Glossary
Accuracy.
The share of predictions a detector gets right. Alone, it hides bias, pair with precision and recall.
Accuracy
Accuracy is (true positives + true negatives) / all predictions. It is the single most-quoted detector metric and usually the least informative. A detector that classifies everything as "human" would score 90% accurate on a dataset that's 90% human, while catching zero AI.
When a vendor quotes a single accuracy number without class breakdowns, ask for precision and recall (or F1) on both classes. Those are the numbers that tell you how the detector behaves on the cases you actually care about.
A worked example
Imagine a benchmark of 1,000 essays where 200 are AI-generated and 800 are human. A detector that simply labels everything "human" achieves 80% accuracy without catching a single AI essay. A detector that labels everything "AI" achieves 20% accuracy. Both are useless, but accuracy alone won't tell you that. Class-stratified precision and recall will: the all-human classifier scores 0% recall on AI; the all-AI classifier scores 0% precision on AI.
How it shows up in detection
When you see "94% accuracy" in a detector ad, ask three questions: on what test set, with what class balance, and at what threshold. Different choices yield different accuracy numbers from the same model. Reputable detector benchmarks publish a confusion matrix or, at minimum, paired precision-recall figures. We publish ours quarterly on /transparency with stratified breakdowns by writer population.

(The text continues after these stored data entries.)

PR #3488, opened 2022-11-25
add PJ_TYPE_DERIVED_PROJECTED_CRS

jjimenezshaw:
The function `PJ_TYPE proj_get_type(const PJ *obj)` does not cover the case of a `DerivedProjectedCRS`, so it returns the generic type `PJ_TYPE_OTHER_CRS`. This PR defined the type `PJ_TYPE_DERIVED_PROJECTED_CRS`, and returns it in that case.

 - [x] Closes https://lists.osgeo.org/pipermail/proj/2022-November/010829.html
 - [x] Tests added

### DIFF
--- a/src/proj.h
+++ b/src/proj.h
@@ -803,6 +803,8 @@ typedef enum
     PJ_TYPE_TEMPORAL_DATUM,
     PJ_TYPE_ENGINEERING_DATUM,
     PJ_TYPE_PARAMETRIC_DATUM,
+
+    PJ_TYPE_DERIVED_PROJECTED_CRS,
 } PJ_TYPE;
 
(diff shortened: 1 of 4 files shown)


src/proj.h
```diff
@@ -803,6 +803,8 @@ typedef enum
     PJ_TYPE_TEMPORAL_DATUM,
     PJ_TYPE_ENGINEERING_DATUM,
     PJ_TYPE_PARAMETRIC_DATUM,
+
+    PJ_TYPE_DERIVED_PROJECTED_CRS,
```
jjimenezshaw, line 807: I added it at the end of the enum for backward compatibility. If it is better  anywhere else, let me know.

Where Accuracy Is Most Often Misunderstood
The most common misconception about accuracy in AI detection arises from class imbalance. When human-written essays vastly outnumber AI-generated ones in a dataset (for example, a 95:5 ratio), a model that labels every essay as human-written achieves 95% accuracy while providing zero useful detection capability. This phenomenon misleads institutions into deploying systems that appear highly accurate on paper but fail to identify the minority class they were designed to catch.
Another frequent misunderstanding involves conflating accuracy with reliability across different writing contexts. A detector may achieve 92% accuracy on formal academic essays but drop to 68% on creative writing or technical documentation. Vendors sometimes report only the best-case scenario without specifying the corpus composition, leading educators to expect consistent performance across all assignment types. The metric treats all errors as equivalent, obscuring whether the system fails primarily on borderline cases or makes glaring mistakes on obviously human or AI-generated work.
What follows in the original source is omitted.